Data to use
PR #10920, opened 2015-04-17
Revert Getting Started index.html changes

peterflynn:
Reverts adobe/brackets#10898 -- see my comments there

@abose, if this sounds ok to you could you merge?

### DIFF
--- a/samples/root/Getting Started/index.html
+++ b/samples/root/Getting Started/index.html
@@ -1,5 +1,6 @@
 <!DOCTYPE html>
 <html>
+    
     <head>
         <meta charset="utf-8">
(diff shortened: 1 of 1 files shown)


peterflynn:
We could still remove the trailing whitespace on _non-blank_ lines -- but we should update all locales at once for thoroughness.  It also seems reasonable to remove that one stray blank line before the `</p>`.  All the others reverts here I think we definitely want though.

valtlait:
@peterflynn There’s no need to escape “>” to “&gt;”. It could be better to use “>” because it looks nicer.

abose:
Merging as per discussion in pull #10898

PR #10922, opened 2015-04-17
Fix failing QuickOpen unit tests

peterflynn:
Fix QuickOpen unit tests after introduction of QuickSearchField - listens for Enter on keydown, not keyup; expects an "input" event to follow every text change (Enter key processing now waits until text change events have caught up so Enter key never takes effect if change event never comes)


rroshan1:
Thanks Peter. The Tests are now passing through on both Windows and Mac.

PR #10926, opened 2015-04-17
Sample projects: remove trailing whitespace on non-blank lines, fix arrow

valtlai:
- remove trailing whitespace on non-blank lines
- fix an arrow: `&lt;` to `>`
- remove the blank line just before `</p>`

See #10920, comments 2–3


samples/fr/Premiers pas/index.html
```diff
@@ -57,7 +57,7 @@
         <samp>
             Une petite démonstration ? Placez le curseur de la souris sur la balise <!-- <samp> --> et tapez <kbd>Cmd/Ctrl + E</kbd>. Un éditeur rapide CSS apparaît en superposition, avec la règle CSS applicable. La fonction Edition rapide est également utilisable pour les attributs de classe et d’ID. Vous pouvez aussi vous en servir sur vos fichiers LESS et SCSS.
             
-            Vous pouvez créer de nouvelles règles en procédant de la même manière. Cliquez sur l’une des balises <!-- <p> --> en haut du document et appuyez sur <kbd>Cmd/Ctrl + E&lt;/kbd>. Il n’existe aucune règle associée pour le moment, mais vous pouvez cliquer sur le bouton Nouvelle règle afin d’ajouter une règle pour <!-- <p> -->.
+            Vous pouvez créer de nouvelles règles en procédant de la même manière. Cliquez sur l’une des balises <!-- <p> --> en haut du document et appuyez sur <kbd>Cmd/Ctrl + E</kbd>. Il n’existe aucune règle associée pour le moment, mais vous pouvez cliquer sur le bouton Nouvelle règle afin d’ajouter une règle pour <!-- <p> -->.
```
peterflynn: Good catch!

peterflynn: @pantkowiak @ybayer Looks like there is an ALF issue here -- both the French & Japanese translations had this character escaped when it should not have been.  We should make sure the next ALF update doesn't cause this problem to come back.

peterflynn:
The HTML spec says `>` "SHOULD" be escaped as `&gt;`, but since it also says the motivation for that is buggy older browsers, I think we can ignore that advice -- that change here is ok.

samples/root/Getting Started/index.html
```diff
@@ -28,11 +28,10 @@
...
         <p>
             <em>Brackets is a different type of editor.</em>
-            Brackets has some unique features like Quick Edit, Live Preview and others that you may not find in other 
-            editors. And Brackets is written in JavaScript, HTML and CSS. That means that most of you using Brackets 
-            have the skills necessary to modify and extend the editor. In fact, we use Brackets every day to build 
+            Brackets has some unique features like Quick Edit, Live Preview and others that you may not find in other
+            editors. And Brackets is written in JavaScript, HTML and CSS. That means that most of you using Brackets
+            have the skills necessary to modify and extend the editor. In fact, we use Brackets every day to build
             Brackets. To learn more about how to use the key features, read on.
-
```
peterflynn: Several other languages have this extra line also.  Do you want to remove it in all of them for consistency?  (Please squash commits if you do, for history cleanliness).

samples/fr/Premiers pas/index.html
pantkowiak: @peterflynn  I did some digging, and this is not an ALF issue. Somehow the opening bracket for </kbd> tag was escaped during our pre-process for translation and post-process. This was missed in post-process, because we never had such issue. I've added info about this to our instructions, so this should not be an issue in the future:)

samples/root/Getting Started/index.html
valtlait: @peterflynn Done.

PR #10934, opened 2015-04-18
Switch "Brackets" to "{APP_NAME}" in strings

dvorapa:
Please switch these in root strings

### DIFF
--- a/src/nls/root/strings.js
+++ b/src/nls/root/strings.js
@@ -602,11 +602,11 @@ define({
 
     // extensions/default/HealthData
     "HEALTH_DATA_NOTIFICATION"                  : "Health Report Preferences",
-    "HEALTH_FIRST_POPUP_TITLE"                  : "Brackets Health Report",
-    "HEALTH_DATA_DO_TRACK"                      : "Share anonymous information on how I use Brackets",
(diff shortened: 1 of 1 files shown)


busykai:
Nice catch! Thank you! This looks good! I'm not merging this only because I'm not sure where in the release cycle we are.

ryanstewart:
Agreed, great catch @dvorapa. I think we're all set to merge this since it's a pull request against the release branch. The only thing I'm not sure about is the impact on translations. Once we get the final translations we should do a scrub to make sure we're using `{APP_NAME}` there as well. 

@nethip do you know what the best way to handle this is?

busykai:
@ryanstewart, @nethip :

> The only thing I'm not sure about is the impact on translations. Once we get the final translations we 
> should do a scrub to make sure we're using {APP_NAME} there as well.

This is why I wasn't sure. It would be preferable if this was merged to `master` and then re-translated for the next release... It may make it a little difficult to catch (for the translator) if it was merged to the `release` branch since normally root strings are frozen when `release` is cut. Or may be I'm over complicating the logistics...

nethip:
@ryanstewart I agree with @busykai that we should be merging this with `master` and have the translations happen there. That way, we would not be effected with the string translations for this release, as we are put in a *string freeze* on `release` branch.

@dvorapa Could you please re-target this to `master`. And thanks for catching this :smile:

nethip:
@dvorapa Don't bother re-targeting this to `master`. I am merging this I had a word with LOC team and they are going to send the strings for translations after merging this.

dvorapa:
I can not manage to re-target that. It looks like my `patch-2` branch is more than 5 commits ahead from Brackets' `master` (forked from the `release` branch after first commits with german translation were merged). And I don't want to make a mess in Brackets commit history. Nevertheless, I tried it in #10991. Feel free to close #10991, if it disn't what

peterflynn:
@dvorapa Fwiw, the reason we didn't use `{APP_NAME}` originally was because it seemed unlikely strings about sending data to an Adobe server would apply to anyone else's spinoff apps -- so forks with their own distribution will probably need to replace these strings anyway.

PR #10939, opened 2015-04-18
Added JSP language object based on htmlEmbedded mode

noragrossman:
Added a JSON object for JavaServer Pages files, using the HtmlEmbedded mode from CodeMirror

### DIFF
--- a/src/language/languages.json
+++ b/src/language/languages.json
@@ -36,7 +36,7 @@
     "html": {
         "name": "HTML",
         "mode": ["htmlmixed", "text/x-brackets-html"],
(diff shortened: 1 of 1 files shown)


ficristo:
Based to the [CodeMirror documentation](http://codemirror.net/mode/htmlembedded/index.html) the change seems fine.
I wonder if you should also add `"text/x-brackets-html"` to the `mode` field.
Meanwhile @noragrossman could you updated the PR?

My only concern, its true that Brackets targets html technologies, but I wonder if java (and jsp) should be added as extension.

@MarcelGerber WDYT?

ficristo:
@noragrossman thank you for your contribution.
As of now we don't accept new languages.

PR #12445, opened 2016-05-22
Make file stats available to indexFilter

d-akara:
Small change to make the file stat information available to the file filter.

There are extensions available to extend the filtering capability, but they are all limited in that it is difficult to have custom filtering for directories or file sizes etc without more information provided to the filter.

### DIFF
--- a/src/filesystem/Directory.js
+++ b/src/filesystem/Directory.js
@@ -170,9 +170,9 @@ define(function (require, exports, module) {
                 names.forEach(function (name, index) {
                     var entryPath = this.fullPath + name;
 
-                    if (this._fileSystem._indexFilter(entryPath, name)) {
-                        var entryStats = stats[index],
-                            entry;
+                    var entryStats = stats[index];
+                    if (this._fileSystem._indexFilter(entryPath, name, entryStats)) {
+                        var entry;
 
                         // Note: not all entries necessarily have associated stats.
                         if (typeof entryStats === "string") {


ficristo:
IMHO, this raises the question if `_indexFilter` should be a public api.
Improving it only for the sake of extensions is seems to me a bit risky...

dakaraphi:
I agree about there should be discussion on if `_indexFilter` should be public.
I'm not sure I understand the risk statement.  Maybe you could elaborate further to help me understand the concern?

ficristo:
The _risk_ is only from a maintanaince point of view.

zaggino:
@ficristo 
I don't think this PR makes `_indexFilter` public. It's an underscored method which hints `private` and it's up to developers not to abuse it, this PR doesn't change that. From maintenance point of view, I'm sure @dakaraphi understands, that arguments passed to this function can change with any Brackets release and break his extensions. Voting for merge here.

ficristo:
If the only motivation behind this change is for extensions sake, I'm against it.
IMHO we should spend 0 time on improving private API for that solely reason.
And if we start with one we create a precedent.
We should instead discuss if this kind of API should be made public and eventually add the necessary parameters.
That said, we can hear more opinions of others committers and decide what to do.

dakaraphi:
I just need a solution to provide this capability.  All extensions which do filtering currently use this function.  In order to get this functionality I must do a very ugly monkey patch in my extension.

Brackets is not usable in my project without this capability as it is a very complex directory structure with many hundred thousands of files.  This certainly can stay private if Brackets wants to include such functionality by default.

For reference, my extension: https://github.com/dakaraphi/brackets-filter-extension

ficristo:
If we are talking about filtering extensions, personally I always felt they were an hack done because of the limitations of Brackets.
The right fix is to provide these features natively in Brackets and not though an extension.
And I think, with the latest changes of @zaggino, we are almost there.

zaggino:
@dakaraphi in the meantime, you can do this:
```
FileSystem.prototype._indexFilter = function (path, name) {
        
        var stats = this.getFileForPath(path)._stat;
        if (stats) {
            ...
        }
```
This would require probably calling `projectRefresh` event after it's first loaded because first run of this won't have stats.

ficristo:
I think that before we have something in the tree we will have to wait still a lot of time.
I still believe this is not right, but meh. We will survive with it.
@zaggino could you check if this is still valid and land?

@dakaraphi keep in mind that is not a supported behaviour and if this will be in the way we will remove it.

zaggino:
👍

Issue #12456, opened 2016-05-25
Code folding triangles don't update on unfold when block above them is removed


jwestbrook:
Scenario : 

In a PHP file with mixed HTML and PHP I'm folding the `<tr>`s of a table. If I have a set of 3 rows and I unfold row 2 which has 2 PHP blocks within it, and remove one of the blocks, then go to row 3 to unfold - the row will unfold but the triangle will not update and I think the folded state will not save.

For example

Step 1
```html
<table>
<tr>...</tr>
<tr>...</tr>
<tr>...</tr>
</table>
```

Step 2
```html
<table>
<tr>...</tr>
<tr>
    <td>
       <?php
       if($variable)
       {
           foreach($variable as $v)
           {

           }
       }
       ?>
   </td>
</tr>
<tr>...</tr>
</table>
```

Step 3
```html
<table>
<tr>...</tr>
<tr>
    <td>
       <?php
       if($variable) //remove
       {                  //remove
           foreach($variable as $v)
           {

           }
       }             //remove
       ?>
   </td>
</tr>
<tr>...</tr>
</table>
```

Step 4
```html
<table>
<tr>...</tr>
<tr>
    <td>
       <?php
           foreach($variable as $v)
           {

           }
       ?>
   </td>
</tr>
<tr>...</tr>
</table>
```
At this point unfolding row 3 will show the code contained, but the triangle will not rotate and will not respond to any more clicks unless you reload Brackets.

OSX 10.11.5

Release 1.6 build 1.6.0-16680 (release 3df0ac6fa) 
build timestamp: Tue Jan 12 2016 06:18:55 GMT-0800

Don't know if its worked before

I've attempted this with and without extensions enabled.

No errors logged in console

thehogfather:
@jwestbrook thanks for this. I'm able to reproduce this with some small variations on your test.
I am fairly sure this is related to #12232

jwestbrook:
Yep that looks like the same behavior I get - glad I could illustrate a test case

ficristo:
Should be fixed in 1.8 by https://github.com/adobe/brackets/pull/12521

PR #12521, opened 2016-06-14
Addresses #12456 

thehogfather:
Addresses issue where code folding triangles in the gutter were sometimes not correctly updated after deleting lines above a folded region.


abose:
Tagging @swmitra

ficristo:
I've looked a bit at this.
I was able to reproduce the issue (trying to delete a line of code above a folded region) and indeed this PR fixes it.
@thehogfather can you add a test?

I've noticed a small issue: if collapse a folded region and then expand it, the code folding triangles are not updated until you move the cursor.
fold

I think this is a minimal fix to solve the issue, but the right fix seems to me that we should update all the code of the code folding addon of CodeMirror.

thehogfather:
@ficristo I will have a go at adding some more tests.

Could you clarify what you mean by 'update all the code of the code folding addon of CodeMirror'?

ficristo:
If I'm not mistaken, the `foldcode.js` and `foldgutter.js` are a port of the CodeMirror ones adapted to work in Brackets. I think we should backport all the changes that are in CodeMirror (better in another PR).

thehogfather:
Ah yes - better a different PR. There are lots of subtle differences, mainly to do with the ability to persist and restore fold states.

thehogfather:
Changes ready for another review.
Main changes are updates to tests which now include html files  as well as js.

src/extensions/default/CodeFolding/foldhelpers/foldcode.js
```diff
@@ -90,18 +90,24 @@ define(function (require, exports, module) {
...
-            CodeMirror.signal(cm, "unfold", cm, from, to, pos.line);
+            delete cm._lineFolds[from.line];
+            CodeMirror.signal(cm, "unfold", cm, from, to);
         });
 
         if (force === "fold") {
             delete range.cleared;
-            cm._lineFolds[pos.line] = range;
+            // in some cases such as in xml style files, the start of  line folds can span multiple lines
+            // render a gutter marker for both the beginning and end of the line
```
ficristo: Use capital letter at the start of a sentence. This needs some dots too.

src/extensions/default/CodeFolding/unittest-files/test.html
```diff
@@ -0,0 +1,38 @@
...
+                     Choice 1
+                </label>
+                 <input type="radio" name="radio-choice-1" id="radio-choice-1" tabindex="2" value="choice-1" />
+
+                 <label for="radio-choice-2">Choice 2</label>
+                 <input type="radio" name="radio-choice-2" id="radio-choice-2" tabindex="3" value="choice-2" />
+            </div>
+        </form>
+    </body>
+</html>
```
ficristo: Add a newline at the end of file please.
Are the empy lines necessary? If not remove.

src/extensions/default/CodeFolding/unittest-files/test.js
```diff
@@ -1,33 +1,36 @@
...
-            return;
-        }
+  * Synchronises the code folding states in the CM doc to cm._lineFolds cache.
+  * When an undo operation is done, if folded code fragments are restored, then
+  * we need to update cm._lineFolds with the fragments
+  * @param {Object}   cm        cm the CodeMirror instance for the active  editor
+  * @param {Object}   from      starting position in the doc to sync the fold states from
+  * @param {[[Type]]} lineAdded a number to show how many lines where added to the document
+*/
+/*global define, brackets, document, window, $, CodeMirror, isFold, prefs*/
```
ficristo: Put this as the first line followed by an empty line.
I think you can remove some of this too.
`isFold` and `prefs` cannot be required?

src/extensions/default/CodeFolding/unittest-files/test.js
```diff
@@ -1,33 +1,36 @@
...
+
+function syncDocToFoldsCache(cm, from, lineAdded) {
+    "use strict";
+    var minFoldSize = prefs.getSetting("minFoldSize") || 2;
+    var opts = cm.state.foldGutter.options || {};
+    var rf = opts.rangeFinder || CodeMirror.fold.auto;
+    var i, pos, folds, fold, range;
```
ficristo: Brackets style is to use a combined `var`.

src/extensions/default/CodeFolding/unittest-files/test.js
```diff
@@ -1,33 +1,36 @@
...
+    if (lineAdded <= 0) {
+        return;
+    }
```
ficristo: Can you put this directly aftrer `"use strict"`. I don't remember if JSLint complains.

src/extensions/default/CodeFolding/unittests.js
```diff
@@ -22,8 +22,29 @@ define(function (require, exports, module) {
             foldMarkerOpen = gutterName + "-open",
             foldMarkerClosed = gutterName + "-folded";
         var extensionPath = FileUtils.getNativeModuleDirectoryPath(module),
-            testDocPath = extensionPath + "/unittest-files/",
-            testFilePath = testDocPath + "test.js";
+            testDocumentDirectory = extensionPath + "/unittest-files/",
+            testFiles = ["test.js", "test.hmtml"].map(function (file) {
```
ficristo: I guess this should be `"test.html"`

src/extensions/default/CodeFolding/unittests.js
```diff
@@ -22,8 +22,29 @@ define(function (require, exports, module) {
...
+            // The line numbers referenced below are dependent on the files in /unittest-files directory.
+            // Remember to update the numbers if the files change.
+            testFilesSpec = {
+                js: {
+                    filePath: testDocumentDirectory + "test.js",
+                    foldableLines: [ 11, 17, 21, 25, 27, 30],
+                    sameLevelFoldableLines: [17, 21],
+                    firstSelection: {start: {line: 2, ch: 0}, end: {line: 10, ch: 0}},
+                    secondSelection: {start: {line: 5, ch: 0}, end: {line: 8, ch: 4}}
+
```
ficristo: Remove newline

ficristo:
@thehogfather thank you a lot!
Could you merge / rebase with master? We have updated CodeMirror, so I would like to test with the new version.
Meanwhile I left some comments.

src/extensions/default/CodeFolding/unittest-files/test.html
thehogfather: This is a file used in the test as opposed to a regular source file. I would argue that this file should not need to conform to the brackets style  - but I am open to good reasons not to. For instance the line break on line 27 is intentional - it is a special case of when the fold gutter appears on a line different from when the beginning of the range starts.

src/extensions/default/CodeFolding/unittest-files/test.js
thehogfather: Similar to the html, this is a test file loaded up during the unit tests. the `isFold` and `prefs` are just there to silence jshint errors.

src/extensions/default/CodeFolding/unittest-files/test.js
thehogfather: Similarly, I dont think this file should conform to the brackets style - they are test files and should be able to accommodate plausible scenarios that might appear in projects of anyone using brackets regardless of style.

src/extensions/default/CodeFolding/unittests.js
thehogfather: good catch. This must be a redundant line. Will remove.

ficristo:
If the newlines I mentioned are necessary as the globals to make testing easier, then is fine to leave them.

ficristo:
@thehogfather could you take a look at the test failures?

So now when a tag span on multiple lines you have two code folding triangles. I'm not an UI / UX expert so I'm not sure is actually a good or bad idea.
html-foldable

/cc @MarcelGerber

thehogfather:
@ficristo regarding the folding triangles, I think this is fine. A better design might be to hide the opening tag when the range is collapsed or to only show the fold triangles at the start of the folded/foldable range (so in your example we dont show line 25 as foldable - only line 29). This is however a little tricky - would need a rewrite of the xml-range finder. We are currently using whatever version is from code-mirror. The same workaround is present in code-mirror. I think it is ok as it doesn't reduce functionality nor does it put the editor in an unusable state.

redmunds:
Another option would be to collapse both tag attributes and tag contents something like this:

tag-collapse2

ficristo:
I still see some test failures on the latest commit.

thehogfather:
@ficristo would you kindly point out the failing test if possible? I typically run the extension test as opposed to 'All tests' so I might have missed something. I've just run the tests again and all are passing. Note that the last commits need a full reload of brackets so that the changes in code mirror are reflected in the tests.

thehogfather:
@redmunds interesting idea - I'd however question  what happens to the fold mark in the gutter when either of the collapsed ranges in the editor is clicked. They should probably be treated as two independent ranges (as displayed in the editor) and marked as such in the gutter with two fold triangles when open.

ficristo:
Since the behaviour match the CodeMirror one I'm going to take this as is and I'll open a new issue to discuss more the UI / UX.
I've run multiple times the tests and seems there are some issues with the focus of the test window: when I give the focus on it all the tests pass.

@thehogfather can you squash a bit the commits?

thehogfather:
@ficristo not sure how much more I can squash this. I have tried without much success. Maybe whoever merges on github can use the Squash and merge button? Alternatively I would probably create a new PR with all the changes if that is preferable.

ficristo:
@thehogfather thank you.
I've merged as is (I didn't want to mess with github)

Instructions for the task
Filter the lines above, keeping each one that contains the string "IMHO".

Response area
IMHO, this raises the question if `_indexFilter` should be a public api.
IMHO we should spend 0 time on improving private API for that solely reason.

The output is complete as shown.